Check the first reported duplicate

In [None]:
index_WOD = index[1]

Show its coordinates and value from the ODV file:

In [None]:
obslon[index_WOD],obslat[index_WOD],obsdepth[index_WOD],obstime[index_WOD],obsval[index_WOD]

They are quite close to the data point with the index:

In [None]:
dupl[index_WOD]

In [None]:
index_ODV = dupl[index_WOD][1]

In [None]:
obslon_ODV[index_ODV],obslat_ODV[index_ODV],
obsdepth_ODV[index_ODV],obstime_ODV[index_ODV],
obsval_ODV[index_ODV]

Indeed, it is quite likely that they are duplicates.

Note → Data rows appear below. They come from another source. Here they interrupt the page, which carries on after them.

PR #6619, opened 2020-04-16
Fix: objectId size for Pointer in Postgres

### LINKED ISSUE #6616: ObjectId longer than 10 characters fails for PostgreSQL
### Issue Description

Specifying `objectIdSize` for more than 10 characters makes the system unusable.

### Steps to reproduce

1. Run the parse-server with `--objectIdSize 32` and a PostgreSQL database
2. Signup a new user via ReST API
 
### Expected Results

User gets created.

### Actual Outcome

Response to the client:
```json
{
  "code": 1,
  "message": "Internal server error."
}
```

Server log error entry:
```
error: value too long for type character(10)
    at Connection.parseE (/parse-server/node_modules/pg/lib/connection.js:600:48)
    at Connection.parseMessage (/parse-server/node_modules/pg/lib/connection.js:399:19)
    at Socket.<anonymous> (/parse-server/node_modules/pg/lib/connection.js:115:22)
    at Socket.emit (events.js:311:20)
    at Socket.EventEmitter.emit (domain.js:482:12)
    at addChunk (_stream_readable.js:294:12)
    at readableAddChunk (_stream_readable.js:275:11)
    at Socket.Readable.push (_stream_readable.js:209:10)
    at TCP.onStreamRead (internal/stream_base_commons.js:186:23)
```

### Environment Setup

- **Server**
  - parse-server version (Be specific! Don't say 'latest'.) : 4.2.0
  - Operating System:     Ubuntu 18.04 LTS
  - Hardware:             Docker Container
  - Localhost or remote server? (AWS, Heroku, Azure, Digital Ocean, etc): AWS

- **Database**
  - MongoDB version: none
  - PostgreSQL version: 12.2
  - Storage engine:  ???
  - Hardware:        Docker Container
  - Localhost or remote server? (AWS, mLab, ObjectRocket, Digital Ocean, etc): AWS

### Logs/Trace

Error from PostgreSQL which traced it to the actual problem:
```
2020-04-16 10:14:49.055 GMT [244] ERROR:  value too long for type character(10)
2020-04-16 10:14:49.055 GMT [244] STATEMENT:  INSERT INTO "_Session" ("sessionToken","user","createdWith","restricted","expiresAt","updatedAt","createdAt","objectId") VALUES ('r:<redacted>','IrEAlMkPVPnrfZGroeIIsWezAE8nriEY','{"action":"signup","authProvider":"password"}',false,'2020-04-16T10:19:49.054Z','2020-04-16T10:14:49.054Z','2020-04-16T10:14:49.054Z','AYBjC5izngspqIGNTfzL2p1pGuPNNxj0')
```

Looking into the generated schema, the issue is an inconsistency between `objectId` columns created as `text` and the `user` column in the `_Session` table, which is set to `character(10)`:
```
                                              Table "public._Session"
     Column     |           Type           | Collation | Nullable | Default | Storage  | Stats target | Description 
----------------+--------------------------+-----------+----------+---------+----------+--------------+-------------
 objectId       | text                     |           | not null |         | extended |              | 
 createdAt      | timestamp with time zone |           |          |         | plain    |              | 
 updatedAt      | timestamp with time zone |           |          |         | plain    |              | 
 restricted     | boolean                  |           |          |         | plain    |              | 
 user           | character(10)            |           |          |         | extended |              | 
 installationId | text                     |           |          |         | extended |              | 
 sessionToken   | text                     |           |          |         | extended |              | 
 expiresAt      | timestamp with time zone |           |          |         | plain    |              | 
 createdWith    | jsonb                    |           |          |         | extended |              | 
 _rperm         | text[]                   |           |          |         | extended |              | 
 _wperm         | text[]                   |           |          |         | extended |              | 
Indexes:
    "_Session_pkey" PRIMARY KEY, btree ("objectId")
Access method: heap
```

### Workaround

Reduce `--objectIdSize` parameter to `10`.

cbaker6:
Close #6616

### DIFF
--- a/spec/rest.spec.js
+++ b/spec/rest.spec.js
@@ -490,7 +490,7 @@ describe('rest create', () => {
       aPointer: {
         __type: 'Pointer',
         className: 'JustThePointer',
-        objectId: '49F62F92-9B56-46E7-A3D4-BBD14C52F666', // make it 10 chars to match PG storage
+        objectId: '49F62F92-9B56-46E7-A3D4-BBD14C52F666',
       },
     };
     rest
--- a/spec/rest.spec.js
+++ b/spec/rest.spec.js
@@ -16,11 +16,11 @@ describe('rest create', () => {
     database = config.database;
   });
 
-  it('handles _id', done => {
+  it('handles _id', (done) => {
     rest
       .create(config, auth.nobody(config), 'Foo', {})
       .then(() => database.adapter.find('Foo', { fields: {} }, {}, {}))
-      .then(results => {
+      .then((results) => {
         expect(results.length).toEqual(1);
         const obj = results[0];
         expect(typeof obj.objectId).toEqual('string');
@@ -30,12 +30,12 @@ describe('rest create', () => {
       });
   });
 
-  it('can use custom _id size', done => {
+  it('can use custom _id size', (done) => {
     config.objectIdSize = 20;
     rest
       .create(config, auth.nobody(config), 'Foo', {})
       .then(() => database.adapter.find('Foo', { fields: {} }, {}, {}))
-      .then(results => {
+      .then((results) => {
         expect(results.length).toEqual(1);
         const obj = results[0];
         expect(typeof obj.objectId).toEqual('string');
@@ -104,14 +104,14 @@ describe('rest create', () => {
     expect(objectId).toBeDefined();
   });
 
-  it('is backwards compatible when _id size changes', done => {
+  it('is backwards compatible when _id size changes', (done) => {
     rest
       .create(config, auth.nobody(config), 'Foo', { size: 10 })
       .then(() => {
         config.objectIdSize = 20;
         return rest.find(config, auth.nobody(config), 'Foo', { size: 10 });
       })
-      .then(response => {
+      .then((response) => {
         expect(response.results.length).toEqual(1);
         expect(response.results[0].objectId.length).toEqual(10);
         return rest.update(
@@ -125,7 +125,7 @@ describe('rest create', () => {
       .then(() => {
         return rest.find(config, auth.nobody(config), 'Foo', { size: 10 });
       })
-      .then(response => {
+      .then((response) => {
         expect(response.results.length).toEqual(1);
         expect(response.results[0].objectId.length).toEqual(10);
         expect(response.results[0].update).toEqual(20);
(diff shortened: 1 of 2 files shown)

Combine the dataset and retain only new points from WOD

In [None]:
#find(isempty.(dupl))

In [None]:
newpoints = find(isempty.(dupl));
@show length(newpoints)

In [None]:
obslon_combined   = [obslon_ODV;   obslon[newpoints]];
obslat_combined   = [obslat_ODV;   obslat[newpoints]];
obsdepth_combined = [obsdepth_ODV; obsdepth[newpoints]];
obstime_combined  = [obstime_ODV;  obstime[newpoints]];
obsval_combined   = [obsval_ODV;   obsval[newpoints]];
obsids_combined   = [obsid_ODV;   obsid[newpoints]];

## CMEMS data download
The function works in a similar way.

In [None]:
?CMEMS.download

## Exercice
1. Download data from CMEMS in the same domain and for the same time period.
2. Plot the data location on a map along with the WOD observations.
3. Check for the duplicates between the two datasets.